- **WHAT YOU WILL DO**
From the listing below, reproduce word for word the part that opens with the line containing "PR #3918, opened 2016-08-29" and closes with the line containing "- This only"; reproduce nothing else.

:: DATA UNDER STUDY

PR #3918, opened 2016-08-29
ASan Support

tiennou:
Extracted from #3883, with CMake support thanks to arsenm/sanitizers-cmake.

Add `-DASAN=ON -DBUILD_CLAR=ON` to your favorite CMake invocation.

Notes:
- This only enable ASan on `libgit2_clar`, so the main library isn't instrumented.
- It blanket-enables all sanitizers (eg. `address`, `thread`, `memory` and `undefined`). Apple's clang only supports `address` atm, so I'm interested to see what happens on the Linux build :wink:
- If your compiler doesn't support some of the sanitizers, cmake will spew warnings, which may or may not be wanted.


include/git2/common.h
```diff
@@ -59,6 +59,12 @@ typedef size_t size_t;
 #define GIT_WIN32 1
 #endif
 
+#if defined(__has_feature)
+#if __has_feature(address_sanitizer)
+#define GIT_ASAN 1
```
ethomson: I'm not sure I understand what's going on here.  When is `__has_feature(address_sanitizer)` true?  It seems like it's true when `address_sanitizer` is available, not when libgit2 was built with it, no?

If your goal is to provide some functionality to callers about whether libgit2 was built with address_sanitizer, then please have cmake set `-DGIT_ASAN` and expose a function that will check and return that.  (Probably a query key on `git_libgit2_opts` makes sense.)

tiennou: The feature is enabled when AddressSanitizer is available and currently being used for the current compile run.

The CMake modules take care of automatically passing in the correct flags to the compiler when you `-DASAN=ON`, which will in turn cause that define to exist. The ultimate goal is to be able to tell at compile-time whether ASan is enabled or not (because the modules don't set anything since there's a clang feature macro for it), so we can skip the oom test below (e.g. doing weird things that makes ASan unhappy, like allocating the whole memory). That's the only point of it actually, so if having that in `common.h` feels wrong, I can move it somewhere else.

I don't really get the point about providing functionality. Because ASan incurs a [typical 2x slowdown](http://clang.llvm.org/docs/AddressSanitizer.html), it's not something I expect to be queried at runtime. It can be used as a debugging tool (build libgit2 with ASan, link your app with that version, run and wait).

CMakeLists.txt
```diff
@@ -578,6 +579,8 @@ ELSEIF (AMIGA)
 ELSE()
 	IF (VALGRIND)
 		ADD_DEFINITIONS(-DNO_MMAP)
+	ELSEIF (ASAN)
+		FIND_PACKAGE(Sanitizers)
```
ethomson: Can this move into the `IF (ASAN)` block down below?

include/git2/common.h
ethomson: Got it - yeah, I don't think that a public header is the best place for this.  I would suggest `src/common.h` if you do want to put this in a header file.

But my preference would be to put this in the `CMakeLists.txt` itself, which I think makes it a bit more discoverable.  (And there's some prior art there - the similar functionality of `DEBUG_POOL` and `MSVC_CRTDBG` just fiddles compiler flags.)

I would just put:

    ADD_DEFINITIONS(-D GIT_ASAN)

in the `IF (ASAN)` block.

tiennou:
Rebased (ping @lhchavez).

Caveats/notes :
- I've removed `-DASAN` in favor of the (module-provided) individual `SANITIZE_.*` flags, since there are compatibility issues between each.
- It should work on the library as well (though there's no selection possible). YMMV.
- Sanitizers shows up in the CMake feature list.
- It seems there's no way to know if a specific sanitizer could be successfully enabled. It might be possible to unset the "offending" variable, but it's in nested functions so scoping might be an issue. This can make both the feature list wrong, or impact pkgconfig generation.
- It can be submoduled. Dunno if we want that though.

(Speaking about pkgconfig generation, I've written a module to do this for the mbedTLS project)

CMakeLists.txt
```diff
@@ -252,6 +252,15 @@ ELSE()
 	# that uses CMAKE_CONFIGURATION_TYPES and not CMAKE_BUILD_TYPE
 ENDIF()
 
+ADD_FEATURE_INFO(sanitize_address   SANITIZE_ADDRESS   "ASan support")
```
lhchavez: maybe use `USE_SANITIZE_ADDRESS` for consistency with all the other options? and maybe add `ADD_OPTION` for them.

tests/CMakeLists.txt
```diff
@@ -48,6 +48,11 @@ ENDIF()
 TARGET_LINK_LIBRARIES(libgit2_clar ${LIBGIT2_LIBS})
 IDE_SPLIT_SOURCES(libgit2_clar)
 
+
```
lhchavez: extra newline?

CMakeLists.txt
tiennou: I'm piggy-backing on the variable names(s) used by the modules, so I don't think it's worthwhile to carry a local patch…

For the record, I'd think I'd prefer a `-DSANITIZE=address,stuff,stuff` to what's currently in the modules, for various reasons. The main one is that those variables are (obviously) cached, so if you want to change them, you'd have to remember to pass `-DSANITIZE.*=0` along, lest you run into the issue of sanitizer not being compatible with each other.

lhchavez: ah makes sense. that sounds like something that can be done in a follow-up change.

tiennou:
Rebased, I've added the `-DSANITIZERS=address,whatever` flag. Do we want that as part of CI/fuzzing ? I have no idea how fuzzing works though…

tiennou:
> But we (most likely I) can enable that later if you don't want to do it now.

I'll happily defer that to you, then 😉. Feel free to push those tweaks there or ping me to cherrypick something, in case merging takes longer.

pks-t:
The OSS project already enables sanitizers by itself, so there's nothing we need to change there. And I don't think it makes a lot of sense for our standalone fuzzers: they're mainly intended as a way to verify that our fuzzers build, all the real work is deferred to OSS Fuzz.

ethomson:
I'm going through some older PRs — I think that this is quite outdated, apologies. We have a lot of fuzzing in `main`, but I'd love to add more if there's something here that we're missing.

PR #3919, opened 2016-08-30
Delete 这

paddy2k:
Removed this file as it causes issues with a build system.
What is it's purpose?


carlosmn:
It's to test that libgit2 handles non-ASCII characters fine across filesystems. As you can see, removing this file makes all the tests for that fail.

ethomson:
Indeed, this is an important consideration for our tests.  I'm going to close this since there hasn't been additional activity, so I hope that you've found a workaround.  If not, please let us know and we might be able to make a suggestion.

::::
:: DATA UNDER STUDY

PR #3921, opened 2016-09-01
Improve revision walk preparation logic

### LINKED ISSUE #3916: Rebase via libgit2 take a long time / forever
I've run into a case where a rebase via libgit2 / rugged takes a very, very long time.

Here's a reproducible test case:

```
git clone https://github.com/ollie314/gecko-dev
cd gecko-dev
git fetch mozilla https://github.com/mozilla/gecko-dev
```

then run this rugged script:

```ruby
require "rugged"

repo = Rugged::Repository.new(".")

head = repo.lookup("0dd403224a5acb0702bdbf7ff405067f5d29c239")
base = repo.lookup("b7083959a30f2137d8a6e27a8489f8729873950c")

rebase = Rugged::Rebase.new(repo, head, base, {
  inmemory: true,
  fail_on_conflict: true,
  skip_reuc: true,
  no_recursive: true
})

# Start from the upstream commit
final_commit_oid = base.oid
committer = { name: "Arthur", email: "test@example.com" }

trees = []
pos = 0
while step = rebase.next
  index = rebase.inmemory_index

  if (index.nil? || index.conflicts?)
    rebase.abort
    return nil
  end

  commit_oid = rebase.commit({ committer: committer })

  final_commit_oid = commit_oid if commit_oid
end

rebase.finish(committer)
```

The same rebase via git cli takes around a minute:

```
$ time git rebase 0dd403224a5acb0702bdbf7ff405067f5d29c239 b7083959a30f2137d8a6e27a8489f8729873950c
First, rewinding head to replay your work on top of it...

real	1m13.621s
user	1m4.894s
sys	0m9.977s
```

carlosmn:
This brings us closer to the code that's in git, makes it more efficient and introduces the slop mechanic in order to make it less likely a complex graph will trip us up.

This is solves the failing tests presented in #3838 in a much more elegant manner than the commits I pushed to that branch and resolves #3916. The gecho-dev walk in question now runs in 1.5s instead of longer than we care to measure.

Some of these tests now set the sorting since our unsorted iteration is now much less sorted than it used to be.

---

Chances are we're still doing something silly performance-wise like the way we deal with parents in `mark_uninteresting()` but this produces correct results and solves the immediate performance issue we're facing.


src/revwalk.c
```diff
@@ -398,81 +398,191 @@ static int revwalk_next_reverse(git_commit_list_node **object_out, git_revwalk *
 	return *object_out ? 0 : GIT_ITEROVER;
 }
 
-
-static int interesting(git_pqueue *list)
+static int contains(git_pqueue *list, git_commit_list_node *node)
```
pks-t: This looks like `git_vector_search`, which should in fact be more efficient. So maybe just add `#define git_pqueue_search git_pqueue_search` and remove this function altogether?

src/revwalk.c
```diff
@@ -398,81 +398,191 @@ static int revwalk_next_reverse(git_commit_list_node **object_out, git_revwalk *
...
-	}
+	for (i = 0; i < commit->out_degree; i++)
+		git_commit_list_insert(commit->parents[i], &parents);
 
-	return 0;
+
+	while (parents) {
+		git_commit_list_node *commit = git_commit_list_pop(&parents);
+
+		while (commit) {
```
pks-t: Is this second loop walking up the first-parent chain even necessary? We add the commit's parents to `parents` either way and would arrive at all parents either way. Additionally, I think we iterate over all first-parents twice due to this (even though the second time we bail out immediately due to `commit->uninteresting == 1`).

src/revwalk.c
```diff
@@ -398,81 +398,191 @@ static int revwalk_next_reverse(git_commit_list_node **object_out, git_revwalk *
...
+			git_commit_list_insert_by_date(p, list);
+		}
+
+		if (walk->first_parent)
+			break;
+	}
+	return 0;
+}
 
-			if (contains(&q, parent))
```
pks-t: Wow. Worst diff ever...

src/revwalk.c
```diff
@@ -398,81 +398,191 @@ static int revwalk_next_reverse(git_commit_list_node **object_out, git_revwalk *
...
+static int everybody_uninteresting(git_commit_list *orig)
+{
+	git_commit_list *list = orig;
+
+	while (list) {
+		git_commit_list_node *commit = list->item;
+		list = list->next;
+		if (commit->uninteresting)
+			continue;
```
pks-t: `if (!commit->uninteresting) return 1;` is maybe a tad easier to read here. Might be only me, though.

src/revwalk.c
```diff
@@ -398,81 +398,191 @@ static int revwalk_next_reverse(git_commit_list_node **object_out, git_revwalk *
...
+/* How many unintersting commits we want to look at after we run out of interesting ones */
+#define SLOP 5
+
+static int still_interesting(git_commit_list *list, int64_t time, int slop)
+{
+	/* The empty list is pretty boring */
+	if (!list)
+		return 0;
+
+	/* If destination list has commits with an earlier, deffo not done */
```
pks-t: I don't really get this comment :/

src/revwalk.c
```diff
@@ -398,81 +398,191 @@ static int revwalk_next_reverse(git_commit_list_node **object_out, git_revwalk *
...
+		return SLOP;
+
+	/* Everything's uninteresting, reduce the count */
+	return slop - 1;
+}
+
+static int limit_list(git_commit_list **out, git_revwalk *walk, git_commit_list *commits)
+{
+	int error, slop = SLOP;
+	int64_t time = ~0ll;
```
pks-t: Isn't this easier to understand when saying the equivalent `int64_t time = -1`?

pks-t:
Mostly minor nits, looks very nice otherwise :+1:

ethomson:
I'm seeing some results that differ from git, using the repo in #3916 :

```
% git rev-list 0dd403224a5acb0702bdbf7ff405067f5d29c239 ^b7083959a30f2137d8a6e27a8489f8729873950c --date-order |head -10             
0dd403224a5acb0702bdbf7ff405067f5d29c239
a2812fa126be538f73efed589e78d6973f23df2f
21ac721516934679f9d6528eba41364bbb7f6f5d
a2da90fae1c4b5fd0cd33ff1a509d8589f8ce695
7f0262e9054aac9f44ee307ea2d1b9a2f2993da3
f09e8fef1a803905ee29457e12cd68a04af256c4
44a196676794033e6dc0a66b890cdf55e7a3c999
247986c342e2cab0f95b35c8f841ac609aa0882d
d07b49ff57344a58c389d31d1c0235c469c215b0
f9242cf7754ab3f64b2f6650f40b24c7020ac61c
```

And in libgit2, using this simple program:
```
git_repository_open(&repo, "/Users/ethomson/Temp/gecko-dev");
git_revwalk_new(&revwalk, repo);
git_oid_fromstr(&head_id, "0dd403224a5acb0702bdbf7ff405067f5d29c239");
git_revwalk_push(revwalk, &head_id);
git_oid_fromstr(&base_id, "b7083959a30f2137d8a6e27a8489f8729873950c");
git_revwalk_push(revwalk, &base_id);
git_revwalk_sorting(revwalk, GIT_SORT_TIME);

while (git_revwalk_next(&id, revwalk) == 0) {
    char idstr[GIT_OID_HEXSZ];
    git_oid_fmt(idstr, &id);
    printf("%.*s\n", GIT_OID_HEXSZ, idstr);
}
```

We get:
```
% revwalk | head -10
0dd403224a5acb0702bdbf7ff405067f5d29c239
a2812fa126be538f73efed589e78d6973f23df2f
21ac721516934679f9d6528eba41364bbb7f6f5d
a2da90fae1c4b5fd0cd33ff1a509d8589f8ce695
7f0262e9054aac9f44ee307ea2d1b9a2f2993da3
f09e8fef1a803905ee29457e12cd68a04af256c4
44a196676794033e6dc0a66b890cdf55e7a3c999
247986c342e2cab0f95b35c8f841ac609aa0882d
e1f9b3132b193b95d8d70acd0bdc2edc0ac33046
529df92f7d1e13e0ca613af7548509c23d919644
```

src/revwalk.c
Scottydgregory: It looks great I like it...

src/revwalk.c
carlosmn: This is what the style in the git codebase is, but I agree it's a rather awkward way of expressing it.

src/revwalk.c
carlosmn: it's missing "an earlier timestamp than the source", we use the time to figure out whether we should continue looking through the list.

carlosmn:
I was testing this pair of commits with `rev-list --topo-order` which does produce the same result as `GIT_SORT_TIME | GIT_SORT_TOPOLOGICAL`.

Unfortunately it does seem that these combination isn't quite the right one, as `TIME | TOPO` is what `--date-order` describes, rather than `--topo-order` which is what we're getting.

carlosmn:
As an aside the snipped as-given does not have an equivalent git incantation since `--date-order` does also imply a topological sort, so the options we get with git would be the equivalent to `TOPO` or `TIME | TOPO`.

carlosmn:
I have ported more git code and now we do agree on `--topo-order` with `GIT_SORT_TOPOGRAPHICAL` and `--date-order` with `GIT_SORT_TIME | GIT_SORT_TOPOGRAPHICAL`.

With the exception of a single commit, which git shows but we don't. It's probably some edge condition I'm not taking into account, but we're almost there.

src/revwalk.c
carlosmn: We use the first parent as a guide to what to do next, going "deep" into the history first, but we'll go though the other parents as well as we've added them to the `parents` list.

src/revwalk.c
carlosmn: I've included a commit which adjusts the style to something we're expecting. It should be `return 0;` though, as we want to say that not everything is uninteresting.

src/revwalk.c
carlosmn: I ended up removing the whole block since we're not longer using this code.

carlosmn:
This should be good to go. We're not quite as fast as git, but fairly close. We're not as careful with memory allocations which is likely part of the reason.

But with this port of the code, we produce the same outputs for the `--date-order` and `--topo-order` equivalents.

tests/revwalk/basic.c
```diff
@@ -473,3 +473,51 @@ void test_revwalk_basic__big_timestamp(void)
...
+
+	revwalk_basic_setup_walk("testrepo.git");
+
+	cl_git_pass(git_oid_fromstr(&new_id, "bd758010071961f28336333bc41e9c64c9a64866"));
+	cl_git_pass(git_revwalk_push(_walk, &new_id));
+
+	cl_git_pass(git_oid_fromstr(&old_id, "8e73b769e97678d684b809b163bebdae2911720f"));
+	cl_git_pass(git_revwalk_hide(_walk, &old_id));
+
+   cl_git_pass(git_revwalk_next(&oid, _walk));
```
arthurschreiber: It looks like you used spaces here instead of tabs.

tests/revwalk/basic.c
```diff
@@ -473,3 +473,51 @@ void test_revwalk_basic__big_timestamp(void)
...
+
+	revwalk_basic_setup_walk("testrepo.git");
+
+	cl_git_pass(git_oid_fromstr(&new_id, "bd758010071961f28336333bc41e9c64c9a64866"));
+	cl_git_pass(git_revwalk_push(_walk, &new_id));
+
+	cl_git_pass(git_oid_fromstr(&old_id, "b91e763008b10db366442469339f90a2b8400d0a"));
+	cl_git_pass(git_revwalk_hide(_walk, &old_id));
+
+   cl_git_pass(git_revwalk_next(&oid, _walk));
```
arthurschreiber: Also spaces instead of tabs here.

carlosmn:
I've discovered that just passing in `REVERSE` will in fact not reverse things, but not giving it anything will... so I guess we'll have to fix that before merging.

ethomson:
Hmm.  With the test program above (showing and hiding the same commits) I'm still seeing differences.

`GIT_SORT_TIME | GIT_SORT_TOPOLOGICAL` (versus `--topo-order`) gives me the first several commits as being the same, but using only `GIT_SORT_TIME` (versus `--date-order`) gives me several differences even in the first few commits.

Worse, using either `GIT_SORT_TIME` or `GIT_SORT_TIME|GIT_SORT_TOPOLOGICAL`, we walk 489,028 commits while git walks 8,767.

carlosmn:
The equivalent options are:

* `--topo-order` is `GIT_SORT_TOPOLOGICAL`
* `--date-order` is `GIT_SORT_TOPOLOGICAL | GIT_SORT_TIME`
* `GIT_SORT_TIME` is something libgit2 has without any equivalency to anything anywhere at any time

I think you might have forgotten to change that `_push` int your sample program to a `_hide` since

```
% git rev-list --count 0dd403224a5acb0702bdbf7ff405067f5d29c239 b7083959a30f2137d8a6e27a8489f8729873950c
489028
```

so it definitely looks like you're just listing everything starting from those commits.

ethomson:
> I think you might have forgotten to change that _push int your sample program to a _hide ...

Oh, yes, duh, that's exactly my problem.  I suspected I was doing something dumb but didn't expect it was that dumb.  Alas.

::::

- **TASK RESULT**
PR #3918, opened 2016-08-29
ASan Support

tiennou:
Extracted from #3883, with CMake support thanks to arsenm/sanitizers-cmake.

Add `-DASAN=ON -DBUILD_CLAR=ON` to your favorite CMake invocation.

Notes:
- This only enable ASan on `libgit2_clar`, so the main library isn't instrumented.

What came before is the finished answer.